→ **TASK INSTRUCTIONS**: Reproduce the closing part of the entries exactly: the line with "Don't play the" and all lines after it, ending with the last line, and nothing else.

→ **DATA PROVIDED**:
━━━
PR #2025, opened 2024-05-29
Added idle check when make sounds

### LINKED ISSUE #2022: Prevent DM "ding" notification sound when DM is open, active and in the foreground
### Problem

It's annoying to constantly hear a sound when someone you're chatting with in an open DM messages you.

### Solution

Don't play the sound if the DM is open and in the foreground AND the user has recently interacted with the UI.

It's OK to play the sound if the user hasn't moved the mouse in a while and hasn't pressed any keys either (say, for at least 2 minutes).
━━━
→ **WRITTEN RESPONSE**:
Don't play the sound if the DM is open and in the foreground AND the user has recently interacted with the UI.

It's OK to play the sound if the user hasn't moved the mouse in a while and hasn't pressed any keys either (say, for at least 2 minutes).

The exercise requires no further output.